• Required action: Scan the material that follows for lines with "peripheral". Answer with how many there are, nothing else.

• Dataset excerpts:
PR #843, opened 2026-01-26
Fix EP5-7 in fsusb

monte-monte:
- Adding missing definitions for EP5-EP7 to ``fsusb.h``
- Fixed ``USBFS_TypeDef`` for ch5xx
- Added ability for directly setting EP0 buffer in custom setup handler, to prevent extra copy.
- Changed ``usbfs_i2c.c`` to use this method.

### DIFF
--- a/extralibs/fsusb.h
+++ b/extralibs/fsusb.h
@@ -29,9 +29,9 @@ typedef struct
 	__IO uint8_t  MIS_ST;
 	__IO uint8_t  INT_FG; // "Combined" register in some situations. (ST_FG)
 	__IO uint8_t  INT_ST;
-	__IO uint8_t RX_LEN;
+	__IO uint8_t  RX_LEN;
 	__IO uint8_t  Reserved0;
-	__IO uint16_t  Reserved1;
+	__IO uint16_t Reserved1;
 	__IO uint8_t  UEP4_1_MOD;
 	__IO uint8_t  UEP2_3_MOD;
 	__IO uint8_t  UEP567_MOD;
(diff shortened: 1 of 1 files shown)


monte-monte:
DMA buffers for EP > 3 are very inconvenient on ch5xx and ch32x035. First there is a huge gap between EP3 DMA and EP5 DMA regs, so you can't use a macro effectively (and I was unable to use conditional ternary notation for this).
Then EP4 DMA can't be set on it's own. It always comes at 64 bytes offset after EP0 DMA buffer address. No idea how to integrate EP4 in the lib at the moment, so those who wants to use it with these MCUs would need to setup it manually.

biemster:
> First there is a huge gap between EP3 DMA and EP5 DMA regs, so you can't use a macro effectively (and I was unable to use conditional ternary notation for this).

Macros don't support ternary indeed, but you can ternary the index like this:
```C
[n*2 +((n>4) ? (&USBFS->UEP5_DMA - &USBFS->UEP0_DMA -10) : 0)]
```
EDIT: almost! but you get the idea

Also you missed a field at the end of the ch5xx struct:
image

image

biemster:
I can add this in the USBFS Mass Storage PR that is coming this week, and I would prefer the ternary in `UEP_DMA` which would mean reverting the changes to `fsusb.c`, but we could leave it like this change as well if others prefer.

monte-monte:
@biemster yeah, missed that one, sorry. I wonder how it worked in my tests...

I wanted to do ternary the other way and it didn't work. Yours seems to work, but it will also try to do this for EP4 and then it will return ``UEP0_TX_LEN``. Maybe checking EP number is better after all?

biemster:
Also the `UEP_CTRL_*` macros for ep 5,6,7 need this treatment, not only the DMA macro?

PR #844, opened 2026-01-27
USBFS Mass Storage

biemster:
USBFS Mass Storage demo using a small RAM disk to store an INDEX.HTM with a link to the github repository.
This could easily be extended to store the file in flash with the new ch5xx flash library, although that would make it ch5xx only. Also this demo is quite large as it is, it might have to move to `projects/` then.

### DIFF
--- a/examples_usb/USBFS/usbfs_msc/Makefile
+++ b/examples_usb/USBFS/usbfs_msc/Makefile
@@ -1,8 +1,8 @@
 all : flash
 
 TARGET:=usbfs_msc
-TARGET_MCU:=CH585
-TARGET_MCU_PACKAGE:=CH585M
+TARGET_MCU:=CH570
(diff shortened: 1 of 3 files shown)


biemster:
~~I did not implement writing to the file yet, after that and~~ if we don't want it persisted to flash this PR is ready.
EDIT: turns out I _did_ implement writing to the file already :muscle: , so only flash persistence is up for discussion.

biemster:
wait no, writing might not be working after all. It's possible linux just wrote to the cached version but never flushed.

biemster:
I converted to draft again, because I almost got writing to work.

biemster:
Writing from PC to MCU works now, this demo is a lot of fun!

cnlohr:
All looks good.

PR #847, opened 2026-01-31
remove debugging log that caused a warning

eeucalyptus:
This fixes a compiler warning in the common 64-bit systick


eeucalyptus:
Should the "Trigger" log also be removed?

cnlohr:
yes and fixed it too directly in master.

PR #848, opened 2026-02-01
iSLER: define all struct fields as {BB,LL,RF}.{BB,LL,RF}xx

biemster:
This small change makes all fields in the BB, LL and RF structs a `uint32_t` field named {BB,LL,RF}xx, to clarify where they live when reversing them. The following fields were common to all BLE enabled WCH chips so they had a specific name in the structs:
```C
#define CTRL_CFG           BB0
#define CRCINIT1           BB1
#define STATUS             LL2
#define INT_EN             LL3
#define CTRL_MOD           LL20
#define TXTUNE_CTRL        RF14
#define TXCTUNE_CO_CTRL    RF36
#define TXCTUNE_GA_CTRL    RF37
#define RXTUNE             RF39
#define TXCTUNE_CO         RF40
#define TXCTUNE_GA         RF50
```
They got this new macro so nothing will change in the API or anywhere else, this is just to help in the ongoing RE effort.

### DIFF
--- a/extralibs/iSLER.h
+++ b/extralibs/iSLER.h
@@ -44,6 +44,20 @@
 #include <stdio.h>
 #include <string.h>
 
+// common fields
+#define CTRL_CFG           BB0
+#define CRCINIT1           BB1
+#define STATUS             LL2
+#define INT_EN             LL3
+#define CTRL_MOD           LL20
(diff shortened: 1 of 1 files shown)


cnlohr:
spectacular

PR #849, opened 2026-02-01
Add USBD extralib, CDC TTY usbprintf demo

biemster:
Several chips that have hw USB also have the USBD peripheral. ch32fun already has an extralib for USBFS, which is available on all hw USB enabled chips, but some also have this USBD peripheral. While USBFS is preferred since it has more functionality, some dev boards only have the USBD pins broken out on pads.
One very prominent example is the ch32v208 boards on ali with Ethernet for less than $3.

This package adds support for this USBD peripheral, and an `usbprintf` demo using CDC TTY.

The code in the USBD extralib is heavily inspired by R's work in https://github.com/ArcaneNibble/wch-uf2.


biemster:
works now! :partying_face:  Tested on v208

cnlohr:
This looks pretty good. I don't have any comments on it.  Thank you for this.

• Output: 2